A boa notícia é que Belo Horizonte é casa de um projeto que traz à tona justamente as origens desse estilo, contando com um catálogo singular na cena do rap brasileiro e erguendo shows que, literalmente, abalam as estruturas dos locais nos quais acontecem. Estamos falando do ruadois, grupo de música eletrônica periférica formado por Well, Mirral ONE, Akila e georgeluqas.
Para entender mais a trajetória e a estética desse quarteto, bem como compreender os respectivos laços com BH e Minas Gerais, o Culturadoria foi conversar com os artistas. Confira!
Começando “do começo”, vocês todos têm uma trajetória prévia ao ruadois. Como foi que se conheceram e decidiram dar partida ao projeto?
Mirral: Eu já tinha um corre de rap, pois rimo desde 2014. Entrei na cena por causa da dança e, daí, fui construindo minha carreira solo. Em 2018, conheci o Well, e, em 2020, fizemos um som juntos, uma música chamada “Nóis”. Daí, fomos estreitando a nossa amizade juntamente com esse lado profissional. Em 2021, o Well fez um EP chamado “Sparring”, e foi aí que me convidou para somar com ele. Como a produção já era do George, esse foi o primeiro contato entre nós três.
Diante disso, já tínhamos percebido que o trabalho dava muito certo, convidamos a Akila para fazer parte e assim surgiu o “Proibido Estacionar Vol. 1”, que foi o primeiro projeto do ruadois.
Well: A Akila até já tinha participado do “Sparring”, só que foi produzindo a capa do EP. Posteriormente, a galera já estava reunida, com tudo que precisava, e aí virou o ruadois de fato. O Mirral e a Akila eu já conhecia há muito tempo, da rua mesmo. O George, a gente conheceu por causa de um amigo em comum.

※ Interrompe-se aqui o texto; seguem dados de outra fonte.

PR #999, opened 2025-08-10
Linux: Search for and list serial devices from /dev/serial for PTT config.

tmiw:
Based on feedback from the mailing list, this PR adds serial devices from /dev/serial to the drop-down list in both the Easy Setup and CAT & PTT Config dialogs. Example:

Screenshot 2025-08-10 at 4 04 49 PM


tmiw:
@barjac / @Tyrbiter, think `/dev/tty*` should be removed from the above list in favor of just `/dev/serial` entries? Or is there still value in showing the former?

Tyrbiter:
I'd say leave the /dev/tty* for now, a lot of radios don't provide useful info in the /dev/serial/* tree anyway although it is good for those that do.

barjac:
What causes that list to be displayed? I see nothing like that in #ad22b

tmiw:
> What causes that list to be displayed? I see nothing like that in #ad22b

You can get to that list by going to Tools->CAT and PTT Config or Tools->Easy Setup. Either way, this is when configuring the serial port to use for Hamlib.

> I'd say leave the /dev/tty* for now, a lot of radios don't provide useful info in the /dev/serial/* tree anyway although it is good for those that do.

Fair enough. What about `/dev/serial/by-path`? Any value in that vs. `by-id`?

Tyrbiter:
> Fair enough. What about `/dev/serial/by-path`? Any value in that vs. `by-id`?

by-path is less useful here than by-id so perhaps just leave the by-path entries out for now and see if people complain.

tmiw:
> > Fair enough. What about `/dev/serial/by-path`? Any value in that vs. `by-id`?
> 
> by-path is less useful here than by-id so perhaps just leave the by-path entries out for now and see if people complain.

OK, removed. I'll make sure it builds then merge. Thanks!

Foi na pandemia que todo mundo ficou mais próximo um do outro, viramos amigos mesmo naquele período. A gente sempre estava em call, jogando videogame junto, e isso ajudou muito nessa aproximação. Depois que a pandemia deu uma melhorada, começamos a nos ver mais, a ter esse contato pessoal mesmo. Então, já nos conhecíamos antes, já trabalhávamos juntos, e essa vivência da pandemia só ajudou nessa amizade, porque era um momento de lazer que a gente compartilhava.
Quem escuta vocês, logo de cara, já nota que são diferenciados, por conta da influência, principalmente, do Garage. Como foi o processo de formação dessa estética?
Mirral: A música eletrônica é um rolê que eu já tinha tentado participar antes, mas não me identificava com aquilo, já que rola essa gentrificação, esse elitismo. Quando a gente se refere às nossas músicas, fazemos questão de ressaltar que se trata de música eletrônica periférica. Conforme o tempo passa, esse contexto tem se tornado uma coisa diferente, tem vários artistas levantando essa bandeira que a gente levanta. Se você ver o nascimento do house, do disco, todo esse rolê envolvido com música eletrônica é um rolê preto.
Well: Como o Mirral falou, eu nunca tinha me sentido parte desse contexto da música eletrônica de antigamente. As referências que a gente tinha, comercialmente falando, são muito desconectadas da história desse estilo. Pegando pelo conceito, rap, funk, tudo isso que é produzido digitalmente pode ser considerado música eletrônica. Então, rolou muita apropriação.
Quando eu era adolescente, música eletrônica era coisa de playboy, e eu não sou playboy, eu não conseguia me ver ali. Essa sonoridade, porém, vem de pessoas parecidas com a gente. A proposta, portanto, passa por esse resgate das raízes da música eletrônica. Então, a gente levanta essa bandeira até para oferecer alternativas de produção de arte. O público abraçou a nossa estética, então, a gente não viu motivos para parar, tentar nos adequar a um certo padrão. Estamos criando nosso próprio estilo.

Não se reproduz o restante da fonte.